'''
PR #16186, opened 2026-07-03
[WOOMOB-3389] Revert product-type CIAB gating

AdamGrzybkowski:
### Description

Fixes WOOMOB-3389

Part of the CIAB ("Commerce In A Box") retirement on Android. Before this change, several product types were hidden on CIAB sites via per-type `CIABAffectedFeature` gates. This PR removes that gating so product types behave the same everywhere — as they already do on non-CIAB sites (all types visible), which is the pre-CIAB behavior we're restoring.

**Stacked PR:** targets `issue/woomob-3390-revert-order-status-gating` (the order-status revert), not `trunk`. Review/merge that one first.

Changes:
- `ProductTypeBottomSheetBuilder` — drop the CIAB gates on the **Variable** and **Grouped** "add product" options (now always visible). Subscription / Variable-subscription remain gated by `isEligibleForSubscriptions` (subscription eligibility, not CIAB).
- `ProductFilterListViewModel` — `ProductType.isVisible` now returns `true` for Simple/External/Grouped/Variable/Subscription/Variable-subscription/Bundle/Composite (Variation/Other stay hidden), dropping the `ciabSiteGateKeeper` checks.
- Removed the now-unused `CIABSiteGateKeeper` constructor dependency and imports from both classes.
- Tests updated to drop the CIAB cases; added always-visible assertions for Variable & Grouped in the bottom-sheet test.

`CIABSiteGateKeeper` / `CIABAffectedFeature` stay in the codebase — they're removed in the final teardown (WOOMOB-3386), which merges last.

### Test Steps

1. On a store, tap to add a new product and open the product-type bottom sheet.
2. Confirm all product types are offered — including **Variable** and **Grouped** (plus Simple/Virtual/External; Subscription types appear when the site is subscription-eligible).
3. Go to the Products list → Filters → Product type.
4. Confirm the filter lists Simple, Grouped, External, Variable, and the Bundle/Composite/Subscription explore options — none are hidden.

### Images/gif

N/A

### DIFF
--- a/WooCommerce/src/main/kotlin/com/woocommerce/android/ui/products/filter/ProductFilterListViewModel.kt
+++ b/WooCommerce/src/main/kotlin/com/woocommerce/android/ui/products/filter/ProductFilterListViewModel.kt
@@ -9,8 +9,6 @@ import com.woocommerce.android.R
 import com.woocommerce.android.analytics.AnalyticsEvent
 import com.woocommerce.android.analytics.AnalyticsTracker
 import com.woocommerce.android.analytics.AnalyticsTrackerWrapper
-import com.woocommerce.android.ciab.CIABAffectedFeature
-import com.woocommerce.android.ciab.CIABSiteGateKeeper
 import com.woocommerce.android.model.PluginUrls
 import com.woocommerce.android.model.ProductCategory
 import com.woocommerce.android.model.WooPlugin
@@ -55,7 +53,6 @@ class ProductFilterListViewModel @Inject constructor(
     private val pluginRepository: PluginRepository,
     private val selectedSite: SelectedSite,
     private val analyticsTracker: AnalyticsTrackerWrapper,
-    private val ciabSiteGateKeeper: CIABSiteGateKeeper,
 ) : ScopedViewModel(savedState) {
     companion object {
         private const val KEY_PRODUCT_FILTER_OPTIONS = "key_product_filter_options"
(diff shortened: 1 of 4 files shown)


WooCommerce/src/main/kotlin/com/woocommerce/android/ui/products/filter/ProductFilterListViewModel.kt
```diff
@@ -577,16 +574,14 @@ class ProductFilterListViewModel @Inject constructor(
...
+            ProductType.EXTERNAL,
+            ProductType.GROUPED,
+            ProductType.VARIABLE,
+            ProductType.SUBSCRIPTION,
+            ProductType.VARIABLE_SUBSCRIPTION,
+            ProductType.BUNDLE,
+            ProductType.COMPOSITE -> true
 
-            ProductType.BUNDLE -> ciabSiteGateKeeper.isFeatureSupported(CIABAffectedFeature.BundleProducts)
-            ProductType.COMPOSITE -> ciabSiteGateKeeper.isFeatureSupported(CIABAffectedFeature.CompositeProducts)
```
irfano, line 589: After this PR, `POS` is the only `CIABAffectedFeature` entry still in use: the rest lose their last usages here, and `GiftCardEditing` was never used anyway. Can we remove everything except `POS`?

irfano (approved):
I added minor feedback, but I’m pre-approving. 👍🏻

WooCommerce/src/main/kotlin/com/woocommerce/android/ui/products/filter/ProductFilterListViewModel.kt
AdamGrzybkowski: I have a final teardown PR that cleans this completely - https://github.com/woocommerce/woocommerce-android/pull/16205

PR #16187, opened 2026-07-03
[WOOMOB-3388] Revert POS eligibility CIAB gating

AdamGrzybkowski:
Fixes WOOMOB-3388

### Description

Part of the CIAB ("Commerce In A Box") retirement on Android. This sub-task reverts the POS-specific CIAB / Pro-plan eligibility gating so POS eligibility behaves as it did before CIAB on all sites — there is no longer a Pro-plan upgrade gate, and POS launchability/visibility depends only on the normal checks (WooCommerce version, screen size, country).

What changed:

- `WooPosCanBeLaunchedInTab` — removed the CIAB free-plan check; POS is always launchable subject to the version check. Dropped the now-unused `CiabPlanUpgradeRequired` non-launchability reason.
- `WooPosTabShouldBeVisible` — removed the CIAB-unsupported early return (and its `CIABSiteGateKeeper` dependency).
- `WooPosEligibilityViewModel` / `WooPosEligibilityScreen` — removed the `CiabPlanUpgradeRequired` state, the learn-more/upgrade button, and the resume-recheck round-trip that existed only for the upgrade flow.
- `WooPosSettingsStoreViewModel` — the "edit receipt" deep link always uses the standard `wc-settings` path (dropped the CIAB `next-admin` path).
- `WooPosAnalyticsEvent` — removed the `ciab_plan_upgrade_required` analytics reason mapping.
- Removed three now-dead POS eligibility CIAB strings from `values/strings.xml`.
- Updated the POS eligibility/tab/settings unit tests to drop CIAB cases and assert the standard behavior.

### Test Steps

1. Open the app and confirm the POS tab is visible (on a supported tablet/screen size and country) and POS launches normally.
2. In POS settings, tap "Edit receipt" and confirm it opens the standard `wp-admin/admin.php?page=wc-settings&tab=point-of-sale` URL.
3. Eligibility screen (only reached when POS can't launch — e.g. WooCommerce core older than 9.6.0):
   verify via the `WooPosEligibilityScreenRetryablePreview` Compose preview that the screen offers
   only "Retry"/"Exit POS" and that the former CIAB "Pro plan required" / "Learn More" variant is gone
   (its preview has been removed).

### Images/gif

N/A

### DIFF
--- a/WooCommerce/src/main/kotlin/com/woocommerce/android/ui/woopos/eligibility/WooPosEligibilityScreen.kt
+++ b/WooCommerce/src/main/kotlin/com/woocommerce/android/ui/woopos/eligibility/WooPosEligibilityScreen.kt
@@ -9,7 +9,6 @@ import androidx.compose.foundation.layout.fillMaxSize
 import androidx.compose.foundation.layout.height
 import androidx.compose.foundation.layout.padding
 import androidx.compose.runtime.Composable
-import androidx.compose.runtime.DisposableEffect
 import androidx.compose.runtime.LaunchedEffect
 import androidx.compose.runtime.collectAsState
 import androidx.compose.runtime.getValue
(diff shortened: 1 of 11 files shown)


AdamGrzybkowski:
Hi @malinajirka - adding you here again as this is fully POS related.

malinajirka (approved):
LGTM, thanks!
'''
→ **What to work on**: Look in the material above for the line with "1. Open the" and the line with "-9,7 +9,6 @@ import", and transcribe exactly those lines and all lines between them, nothing more.

→ **Exercise solution**:
1. Open the app and confirm the POS tab is visible (on a supported tablet/screen size and country) and POS launches normally.
2. In POS settings, tap "Edit receipt" and confirm it opens the standard `wp-admin/admin.php?page=wc-settings&tab=point-of-sale` URL.
3. Eligibility screen (only reached when POS can't launch — e.g. WooCommerce core older than 9.6.0):
   verify via the `WooPosEligibilityScreenRetryablePreview` Compose preview that the screen offers
   only "Retry"/"Exit POS" and that the former CIAB "Pro plan required" / "Learn More" variant is gone
   (its preview has been removed).

### Images/gif

N/A

### DIFF
--- a/WooCommerce/src/main/kotlin/com/woocommerce/android/ui/woopos/eligibility/WooPosEligibilityScreen.kt
+++ b/WooCommerce/src/main/kotlin/com/woocommerce/android/ui/woopos/eligibility/WooPosEligibilityScreen.kt
@@ -9,7 +9,6 @@ import androidx.compose.foundation.layout.fillMaxSize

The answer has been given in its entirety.